I should have given an example for the things that are going wrong. this happened yesterday, too.
posted by krautland at 2:37 AM on April 12, 2011


It could be that they had an acute problem - like a detached retina - that had only just manifested itself.
posted by rongorongo at 2:47 AM on April 12, 2011 [28 favorites]


Det skjer fra tid til annen at vi er nødt til å gjøre slike prioriteringer på grunn av passasjerer som har spesielle behov. Vi ønsker jo å strekke oss så langt som mulig i slike tilfeller, sier Kjønås til TV 2.

The translation is charming.

It happens from time to time we have to make these priorities because of the passengers who have special needs. We want the stretching as far as possible in such cases, says Kjønås to TV 2

"We want the stretching as far as possible."
posted by three blind mice at 2:49 AM on April 12, 2011 [2 favorites]


Flying blind. Well, almost blind.
posted by twoleftfeet at 2:53 AM on April 12, 2011 [1 favorite]


A human face on SAS's money hemorrhaging carcass.
posted by Foci for Analysis at 2:54 AM on April 12, 2011 [1 favorite]


damn... hal_c_on

Remind me not to invite you to a party, or read The House at Pooh Corner to you, or let you pet my dog.. you could turn any one of those events into a hate filled cynic-fest.

Here, let me get you a cup of coffee.
posted by tomswift at 2:59 AM on April 12, 2011 [42 favorites]


So wait...someone had eye surgery scheduled for a certain time, and they chose to book the absolute latest flight.
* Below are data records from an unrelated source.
PR #3966, opened 2020-08-06
Allow tainting function arguments

JarLob:
https://github.com/dotnet/roslyn-analyzers/pull/3938 retargeted to 2.9.x branch


src/Utilities/FlowAnalysis/FlowAnalysis/Analysis/TaintedDataAnalysis/WebInputSources.cs
```diff
@@ -12,13 +16,57 @@ internal static class WebInputSources
         /// </summary>
         public static ImmutableHashSet<SourceInfo> SourceInfos { get; }
 
+        private static readonly BoundedCacheWithFactory<Compilation, ConcurrentDictionary<ISymbol, bool>> s_sourceArgumentCacheByCompilation = new BoundedCacheWithFactory<Compilation, ConcurrentDictionary<ISymbol, bool>>();
```
dotpaul, line 19: Instead of caching by the `IMethodSymbol` of the potential action method, I think it'd be better to cache the `INamedTypeSymbol` of the potential controller. That'd be a smaller cache and get more cache hits.

Then it's probably okay to check if the `IMethodSymbol` is an action method multiple times without caching, because at that point at least we'd know we're inside a controller.

Also add doc comments for what all the keys and values are.

src/Utilities/FlowAnalysis/FlowAnalysis/Analysis/TaintedDataAnalysis/WebInputSources.cs
```diff
@@ -12,13 +16,57 @@ internal static class WebInputSources
...
         /// </summary>
         static WebInputSources()
         {
             var sourceInfosBuilder = PooledHashSet<SourceInfo>.GetInstance();
 
+            sourceInfosBuilder.AddSourceInfo(
+                WellKnownTypeNames.MicrosoftAspNetCoreMvcControllerBase,
+                WellKnownTypeNames.SystemObject, // checking all System.Object derived types is expensive, so it first check if MicrosoftAspNetCoreMvcControllerBase is resolvable
+                 new ParameterMatcher[]{
+                    (parameter, wellKnownTypeProvider) => {
```
dotpaul, line 32: More logic: https://docs.microsoft.com/en-us/aspnet/core/mvc/controllers/dependency-injection?view=aspnetcore-3.1#action-injection-with-fromservices suggests we should ignore parameters with `[FromServices]` attributes

src/NetAnalyzers/Core/Microsoft.NetCore.Analyzers/Security/SourceTriggeredTaintedDataAnalyzerBase.cs
```diff
@@ -138,6 +138,20 @@ public override void Initialize(AnalysisContext context)
                                 },
                                 OperationKind.PropertyReference);
 
+                            operationBlockStartContext.RegisterOperationAction(
```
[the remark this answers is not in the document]
JarLob: Isn't it already done? https://github.com/dotnet/roslyn-analyzers/pull/3966/files#diff-9ec6d351914231938bd424bba8ea86a8R57

src/Utilities/FlowAnalysis/FlowAnalysis/Analysis/TaintedDataAnalysis/WebInputSources.cs
JarLob: I have added a second cache to address full recompilation too. Let me know if you think it is overkill.

src/Utilities/FlowAnalysis/FlowAnalysis/Analysis/TaintedDataAnalysis/WebInputSources.cs
```diff
@@ -12,13 +16,81 @@ internal static class WebInputSources
...
+        /// <summary>
+        /// Cached information if the specified symbol is a Asp.Net Core Controller: (compilation) -> ((class symbol) -> (is Controller))
+        /// </summary>
+        private static readonly BoundedCacheWithFactory<Compilation, ConcurrentDictionary<ISymbol, bool>> s_classIsControllerByCompilation =
+            new BoundedCacheWithFactory<Compilation, ConcurrentDictionary<ISymbol, bool>>();
+
+        /// <summary>
+        /// Cached information if the specified symbol is a Asp.Net Core Action: (compilation) -> ((method symbol) -> (is Action))
+        /// </summary>
+        private static readonly BoundedCacheWithFactory<Compilation, ConcurrentDictionary<ISymbol, bool>> s_methodIsActionByCompilation =
```
dotpaul, line 28: > I have added a second cache to address full recompilation too. Let me know if you think it is overkill.

What did you mean by a second cache?

I'm still skeptical of caching by method. I'd prefer not to have a cache grow for each method in code unless that's absolutely necessary. I'd be okay if the methodCache only had entries for methods within a controller. Of course, it's hard to say for sure what's better without data from performance testing and trying different approaches.

I was thinking more along the lines of:
- If `parameter.ContainingSymbol` isn't an `IMethodSymbol`, or `parameter.ContainingSymbol.ContainingSymbol` isn't a `INamedTypeSymbol`, then return false.
- For the `INamedTypeSymbol` of the type, check the classCache if it's a controller or not.
- If not found in the cache:
  - Determine if the type is a controller, add to classCache.
- If type is not a controller, return false.
- If the method isn't action, return false.
- If the parameter has `[FromServices]`, return false.
- Return true.

src/Utilities/FlowAnalysis/FlowAnalysis/Analysis/TaintedDataAnalysis/WebInputSources.cs
```diff
@@ -12,13 +16,81 @@ internal static class WebInputSources
...
+                            return isAction;
+
+                        if (!(parameter.ContainingSymbol is IMethodSymbol methodSymbol))
+                        {
+                            methodCache.TryAdd(parameter.ContainingSymbol, false);
+                            return false;
+                        }
+
+                        var classCache = s_classIsControllerByCompilation.GetOrCreateValue(wellKnownTypeProvider.Compilation, (compilation) => new ConcurrentDictionary<ISymbol, bool>());
+                        if (!classCache.TryGetValue(methodSymbol.ContainingSymbol, out bool isController))
```
dotpaul, line 56: I think the `out bool isController` value needs to be checked. Should probably add a unit test that has a non-controller with multiple methods referencing parameters.

src/Utilities/FlowAnalysis/FlowAnalysis/Analysis/TaintedDataAnalysis/WebInputSources.cs
```diff
@@ -12,13 +16,81 @@ internal static class WebInputSources
...
+                        {
+                            if (!(methodSymbol.ContainingSymbol is INamedTypeSymbol typeSymbol)
+                                || (!typeSymbol.GetBaseTypesAndThis().Any(x => x.Name.EndsWith("Controller", System.StringComparison.Ordinal))
+                                    && (!wellKnownTypeProvider.TryGetOrCreateTypeByMetadataName(WellKnownTypeNames.MicrosoftAspNetCoreMvcControllerAttribute, out var controllerAttributeTypeSymbol)
```
dotpaul, line 60: If we return false if we can't find a type from `WellKnownTypeProvider`, might as check that up front. Or can make `DependencyFullTypeName` an `ImmutableArray`.

JarLob: I think I lost you here. Is the suggestion to move all `WellKnownTypeProvider.TryGetOrCreateTypeByMetadataName` up?

JarLob:
> Oops, sorry, I meant to say: see if sourceInfoSymbolMap has any SourceInfos that have TaintedArguments, before calling operationBlockStartContext.RegisterOperationAction(..., OperationKind.ParameterReference).

I'm not sure how to implement it... The `sourceInfoSymbolMap` is a `TaintedDataSymbolMap<SourceInfo>` object. I wanted to implement `HasParameterMatcher` similar to existing `IsEmpty`, but the class is only aware of `ITaintedDataInfo`. Should I add a new method to the interface?

src/Utilities/FlowAnalysis/FlowAnalysis/Analysis/TaintedDataAnalysis/WebInputSources.cs
JarLob: Good catch!

JarLob:
Please notice that with the current lock-free implementation, multiple threads may run the same "is controller" path until the result is cached. However I'm not sure if waiting until the first thread calculates it is better.

src/Utilities/FlowAnalysis/FlowAnalysis/Analysis/TaintedDataAnalysis/WebInputSources.cs
```diff
@@ -12,13 +16,72 @@ internal static class WebInputSources
...
+                        if (!(parameter.ContainingSymbol is IMethodSymbol methodSymbol)
+                            || !(methodSymbol.ContainingSymbol is INamedTypeSymbol typeSymbol))
+                        {
+                            return false;
+                        }
+
+                        var classCache = s_classIsControllerByCompilation.GetOrCreateValue(wellKnownTypeProvider.Compilation, (compilation) => new ConcurrentDictionary<ISymbol, bool>());
+                        if (!classCache.TryGetValue(methodSymbol.ContainingSymbol, out bool isController))
+                        {
+                            if ((!typeSymbol.GetBaseTypesAndThis().Any(x => x.Name.EndsWith("Controller", System.StringComparison.Ordinal))
```
dotpaul, line 47: Nit: Could only add to `s_classIsControllerByCompilation` when the entry isn't found:

```csharp
                            if ((!typeSymbol.GetBaseTypesAndThis().Any(x => x.Name.EndsWith("Controller", System.StringComparison.Ordinal))
                                && (!wellKnownTypeProvider.TryGetOrCreateTypeByMetadataName(WellKnownTypeNames.MicrosoftAspNetCoreMvcControllerAttribute, out var controllerAttributeTypeSymbol)
                                    || !typeSymbol.HasDerivedTypeAttribute(controllerAttributeTypeSymbol)))
                                || !wellKnownTypeProvider.TryGetOrCreateTypeByMetadataName(WellKnownTypeNames.MicrosoftAspNetCoreMvcNonControllerAttribute, out var nonControllerAttributeTypeSymbol)
                                || typeSymbol.HasDerivedTypeAttribute(nonControllerAttributeTypeSymbol))
                            {
                                isController = false;
                            }
                            else
                            {
                                isController = true;
                            }

                            classCache.TryAdd(typeSymbol, isController);
```

src/Utilities/FlowAnalysis/FlowAnalysis/Analysis/TaintedDataAnalysis/WebInputSources.cs
```diff
@@ -12,13 +16,72 @@ internal static class WebInputSources
         /// </summary>
         public static ImmutableHashSet<SourceInfo> SourceInfos { get; }
 
+        /// <summary>
+        /// Cached information if the specified symbol is a Asp.Net Core Controller: (compilation) -> ((class symbol) -> (is Controller))
+        /// </summary>
+        private static readonly BoundedCacheWithFactory<Compilation, ConcurrentDictionary<ISymbol, bool>> s_classIsControllerByCompilation =
```
dotpaul, line 22: Nit: Could make the type more specific, since we're already checking if `methodSymbol.ContainingType` is an `INamedTypeSymbol`:

```suggestion
        private static readonly BoundedCacheWithFactory<Compilation, ConcurrentDictionary<INamedTypeSymbol, bool>> s_classIsControllerByCompilation =
```

src/Utilities/FlowAnalysis/FlowAnalysis/Analysis/TaintedDataAnalysis/WebInputSources.cs
```diff
@@ -12,13 +16,72 @@ internal static class WebInputSources
...
+
+                            isController = true;
+                        }
+
+                        if (!isController)
+                        {
+                            return false;
+                        }
+
+                        classCache.TryAdd(methodSymbol.ContainingSymbol, true);
```
dotpaul, line 65: Then if the cache entry is added above, won't need to add it here.

```suggestion
```

src/Utilities/Compiler/Extensions/ISymbolExtensions.cs
```diff
@@ -678,6 +678,76 @@ public static bool HasAttribute(this ISymbol symbol, [NotNullWhen(returnValue: t
...
+        {
+            if (attribute == null)
+            {
+                return false;
+            }
+
+            while (symbol != null)
+            {
+                if (symbol.GetAttributes().Any(attr => attr.AttributeClass.Equals(attribute)))
+                    return true;
```
dotpaul, line 705:
```suggestion
                {
                    return true;
                }
```

src/Utilities/Compiler/Extensions/ISymbolExtensions.cs
```diff
@@ -678,6 +678,76 @@ public static bool HasAttribute(this ISymbol symbol, [NotNullWhen(returnValue: t
...
+
+                if (symbol.BaseType == null)
+                    return false;
```
dotpaul, line 708:
```suggestion
                {
                    return false;
                }
```

src/Utilities/Compiler/Extensions/ISymbolExtensions.cs
```diff
@@ -678,6 +678,76 @@ public static bool HasAttribute(this ISymbol symbol, [NotNullWhen(returnValue: t
...
+        {
+            if (attribute == null)
+            {
+                return false;
+            }
+
+            while (symbol != null)
+            {
+                if (symbol.GetAttributes().Any(attr => attr.AttributeClass.Equals(attribute)))
+                    return true;
```
dotpaul, line 740:
```suggestion
                {
                    return true;
                }
```

src/Utilities/Compiler/Extensions/ISymbolExtensions.cs
```diff
@@ -678,6 +678,76 @@ public static bool HasAttribute(this ISymbol symbol, [NotNullWhen(returnValue: t
...
+
+                if (symbol.OverriddenMethod == null)
+                    return false;
```
dotpaul, line 743:
```suggestion
                {
                    return false;
                }
```

src/Utilities/FlowAnalysis/FlowAnalysis/Analysis/TaintedDataAnalysis/ITaintedDataInfo.cs
```diff
@@ -14,11 +16,21 @@ internal interface ITaintedDataInfo
         /// </summary>
         string FullTypeName { get; }
 
+        /// <summary>
+        /// Qualified names of the optional dependency types.
+        /// </summary>
+        ImmutableArray<string>? DependencyFullTypeNames { get; }
```
dotpaul, line 22: `ImmutableArray<T>` is a struct, so would rather not box it.

```suggestion
        ImmutableArray<string> DependencyFullTypeNames { get; }
```

src/Utilities/FlowAnalysis/FlowAnalysis/Analysis/TaintedDataAnalysis/SanitizerInfo.cs
```diff
@@ -69,6 +70,16 @@ internal sealed class SanitizerInfo : ITaintedDataInfo, IEquatable<SanitizerInfo
...
 
+        /// <summary>
+        /// Indicates that <see cref="OperationKind.ParameterReference"/> is required.
+        /// </summary>
+        public bool RequiresParameterReferenceAnalysis => false;
+
+        /// <summary>
+        /// Qualified names of the optional dependency types.
+        /// </summary>
+        public ImmutableArray<string>? DependencyFullTypeNames => null;
```
dotpaul, line 81:
```suggestion
        public ImmutableArray<string> DependencyFullTypeNames => ImmutableArray<string>.Empty;
```

src/Utilities/FlowAnalysis/FlowAnalysis/Analysis/TaintedDataAnalysis/SinkInfo.cs
```diff
@@ -57,6 +58,16 @@ public SinkInfo(string fullTypeName, ImmutableHashSet<SinkKind> sinkKinds, bool
...
 
+        /// <summary>
+        /// Indicates that <see cref="OperationKind.ParameterReference"/> is required.
+        /// </summary>
+        public bool RequiresParameterReferenceAnalysis => false;
+
+        /// <summary>
+        /// Qualified names of the optional dependency types.
+        /// </summary>
+        public ImmutableArray<string>? DependencyFullTypeNames => null;
```
dotpaul, line 69:
```suggestion
        public ImmutableArray<string> DependencyFullTypeNames => ImmutableArray<string>.Empty;
```

src/Utilities/FlowAnalysis/FlowAnalysis/Analysis/TaintedDataAnalysis/SourceInfo.cs
```diff
@@ -31,27 +33,36 @@ internal class SourceInfo : ITaintedDataInfo, IEquatable<SourceInfo>
...
             FullTypeName = fullTypeName ?? throw new ArgumentNullException(nameof(fullTypeName));
             IsInterface = isInterface;
             TaintedProperties = taintedProperties ?? throw new ArgumentNullException(nameof(taintedProperties));
+            TaintedArguments = taintedArguments ?? throw new ArgumentNullException(nameof(taintedArguments));
             TaintedMethods = taintedMethods ?? throw new ArgumentNullException(nameof(taintedMethods));
             TaintedMethodsNeedsPointsToAnalysis = taintedMethodsNeedsPointsToAnalysis ?? throw new ArgumentNullException(nameof(taintedMethodsNeedsPointsToAnalysis));
             TaintedMethodsNeedsValueContentAnalysis = taintedMethodsNeedsValueContentAnalysis ?? throw new ArgumentNullException(nameof(taintedMethodsNeedsValueContentAnalysis));
             TransferMethods = transferMethods ?? throw new ArgumentNullException(nameof(transferMethods));
             TaintConstantArray = taintConstantArray;
+            DependencyFullTypeNames = dependencyFullTypeNames;
```
dotpaul, line 53:
```suggestion
            DependencyFullTypeNames = dependencyFullTypeNames ?? ImmutableArray<string>.Empty;
```

src/Utilities/FlowAnalysis/FlowAnalysis/Analysis/TaintedDataAnalysis/SourceInfo.cs
```diff
@@ -31,27 +33,36 @@ internal class SourceInfo : ITaintedDataInfo, IEquatable<SourceInfo>
...
 
         /// <summary>
         /// Full type name of the...type (namespace + type).
         /// </summary>
         public string FullTypeName { get; }
 
+        /// <summary>
+        /// Full type names of the optional dependency/referenced types that should be resolved.
+        /// </summary>
+        public ImmutableArray<string>? DependencyFullTypeNames { get; }
```
dotpaul, line 64:
```suggestion
        public ImmutableArray<string> DependencyFullTypeNames { get; }
```

src/Utilities/FlowAnalysis/FlowAnalysis/Analysis/TaintedDataAnalysis/TaintedDataSymbolMap.cs
```diff
@@ -16,6 +16,23 @@ namespace Analyzer.Utilities.FlowAnalysis.Analysis.TaintedDataAnalysis
     internal class TaintedDataSymbolMap<TInfo> : IEquatable<TaintedDataSymbolMap<TInfo>?>
         where TInfo : ITaintedDataInfo
     {
+        private static bool TryResolveDependencies(TInfo info, WellKnownTypeProvider wellKnownTypeProvider)
+        {
+            if (info.DependencyFullTypeNames == null)
```
dotpaul, line 21:
```suggestion
            if (!info.DependencyFullTypeNames.IsEmpty)
```

src/Utilities/FlowAnalysis/FlowAnalysis/Analysis/TaintedDataAnalysis/TaintedDataSymbolMap.cs
```diff
@@ -16,6 +16,23 @@ namespace Analyzer.Utilities.FlowAnalysis.Analysis.TaintedDataAnalysis
...
+            {
+                return true;
+            }
+
+            foreach (var dependency in info.DependencyFullTypeNames)
```
dotpaul, line 26:
```suggestion
            foreach (string dependency in info.DependencyFullTypeNames)
```

src/Utilities/FlowAnalysis/FlowAnalysis/Analysis/TaintedDataAnalysis/WebInputSources.cs
```diff
@@ -12,6 +16,18 @@ internal static class WebInputSources
         /// </summary>
         public static ImmutableHashSet<SourceInfo> SourceInfos { get; }
 
+        /// <summary>
+        /// Cached information if the specified symbol is a Asp.Net Core Controller: (compilation) -> ((class symbol) -> (is Controller))
+        /// </summary>
+        private static readonly BoundedCacheWithFactory<Compilation, ConcurrentDictionary<INamedTypeSymbol, bool>> s_classIsControllerByCompilation =
+            new BoundedCacheWithFactory<Compilation, ConcurrentDictionary<INamedTypeSymbol, bool>>();
+
+        private static readonly ImmutableArray<string> s_dependencyFullTypeNames = ImmutableArray.Create<string>(WellKnownTypeNames.MicrosoftAspNetCoreMvcControllerBase,
```
dotpaul, line 25: Nit: The source infos are initialized in a static constructor anyway, so could do without a static field here.

dotpaul: (The static field being `s_dependencyFullTypeNames`)

src/Utilities/FlowAnalysis/FlowAnalysis/Analysis/TaintedDataAnalysis/TaintedDataSymbolMap.cs
JarLob: Needs to be inverted.

JarLob: Since it is used in foreach later I wonder if the check is needed at all.

src/Utilities/FlowAnalysis/FlowAnalysis/Analysis/TaintedDataAnalysis/WebInputSources.cs
JarLob: Same applies to `s_classIsControllerByCompilation`?

src/Utilities/FlowAnalysis/FlowAnalysis/Analysis/TaintedDataAnalysis/TaintedDataAnalysis.TaintedDataOperationVisitor.cs
```diff
@@ -115,6 +115,16 @@ protected override void ApplyMissingCurrentAnalysisDataForUnhandledExceptionData
                 base.ApplyMissingCurrentAnalysisDataForUnhandledExceptionData(dataAtException.CoreAnalysisData, CurrentAnalysisData.CoreAnalysisData, throwBranchWithExceptionType);
             }
 
+            protected override TaintedDataAbstractValue GetDefaultValueForParameterOnEntry(IParameterSymbol parameter, AnalysisEntity analysisEntity)
+            {
+                if (this.DataFlowAnalysisContext.SourceInfos.IsSourceParameter(parameter, WellKnownTypeProvider))
+                {
+                    return TaintedDataAbstractValue.CreateTainted(parameter, parameter.DeclaringSyntaxReferences[0].GetSyntax(), this.OwningSymbol);
```
JarLob, line 122: `parameter.DeclaringSyntaxReferences[0].GetSyntax()` - terrible hack?

dotpaul: @mavasani, do you have any better ideas here? We want to track the location of the origin of the tainted data (in this case, a method parameter).

src/Utilities/FlowAnalysis/FlowAnalysis/Analysis/TaintedDataAnalysis/WebInputSources.cs
dotpaul: Nah, the cache is fine.

src/Utilities/FlowAnalysis/FlowAnalysis/Analysis/TaintedDataAnalysis/TaintedDataSymbolMap.cs
dotpaul: Oh, whoops, sorry for the incorrect `!`.

Good call, don't need the check with the foreach.

src/Utilities/FlowAnalysis/FlowAnalysis/Analysis/TaintedDataAnalysis/TaintedDataAnalysis.TaintedDataOperationVisitor.cs
mavasani: Given that you eventually need to store the location, I don't see a good alternative: https://github.com/dotnet/roslyn-analyzers/blob/8bc7b0bf842d3fee3ee8595e783828f8c4ee448e/src/Utilities/FlowAnalysis/FlowAnalysis/Analysis/TaintedDataAnalysis/SymbolAccess.cs#L39-L42

For PointsToAbstractValue, we need similar special casing for parameters as there is no associated operation. We handle that by creating a special abstract location: https://github.com/dotnet/roslyn-analyzers/blob/8bc7b0bf842d3fee3ee8595e783828f8c4ee448e/src/Utilities/FlowAnalysis/FlowAnalysis/Framework/DataFlow/AbstractLocation.cs#L63-L64

Not sure you can do that here as you seem to really need to store the location in your symbol access type.

dotpaul: I think this approach is fine for now.

If we run into weirdness with it, maybe we can do some special casing like:

1. In `GetDefaultValueForParameterOnEntry()`, we somehow mark the abstract value as needing its syntax location needs to be updated.
2. In `ComputeAnalysisValueForReferenceOperation()` (or somewhere), we see if it's an `IParameterReferenceOperation`, and if its current abstract value is still tainted and marked for its syntax location needs to be updated, return a new abstract value with the `IParameterReferenceOperation`'s syntax location.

What a fucking idiot.

I don't think you are right. this could have been a detaching retina or something like it. you don't get a lot of time with these things. the key word being emergency, not elective.
posted by krautland at 3:05 AM on April 12, 2011 [2 favorites]


COULD HAVE BEEN, but then you have about a day or so to get to a doctor. They basically moved the airport around to get her to her destination 6 hours ahead of the delay.

Thanks for your contribution, doctor.
posted by atrazine at 3:07 AM on April 12, 2011 [7 favorites]


I booked the same eye surgery on Expedia.com, and I got a complimentary beverage!
posted by twoleftfeet at 3:08 AM on April 12, 2011 [3 favorites]


So wait...someone had eye surgery scheduled for a certain time, and they chose to book the absolute latest flight. What a fucking idiot.

OK, what part of "emergency" did you miss?
posted by Skeptic at 3:10 AM on April 12, 2011 [13 favorites]


Dude, you totally stuck it to The Man.
posted by Optamystic at 3:23 AM on April 12, 2011 [9 favorites]


hal_c_on, while I share your cynism regarding marketing, I wonder whether you have ever been to Norway. The place is BIG, scarcely populated and roads inconvenient. How does a scheduled emergency surgery add up? Easy: you get a serious eye problem in Aalesund (pop.: less than 50,000) and go to the local hospital where they see that they don't have the facilities and/or specialists to treat you, but reckon that you must be treated urgently. So they call the nearest large hospital in Bergen, population 260,000, where they get a operation room and an eye surgeon ready for the time when the next flight from Aalesund should be landing.

I suppose that an air ambulance would have been an option, though.
posted by Skeptic at 3:25 AM on April 12, 2011 [9 favorites]


It was nice of SAS to go and find her a flight, but I'm pretty certain your average airline doesn't have a spare plane just lying around waiting to take a passenger on a hospital appointment.

Instead of presumably buggering up other people's travel plans, why didn't they get hold of a local small plane company to shuttle the patient up there? Good publicity at the cost of farking everyone else's day up, I guess.

But you know what goes well with a cup of Earl Grey...
Milk and a rich tea biscuit. What? Leave me alone, I know I'm a heathen.
posted by sodium lights the horizon at 3:28 AM on April 12, 2011 [1 favorite]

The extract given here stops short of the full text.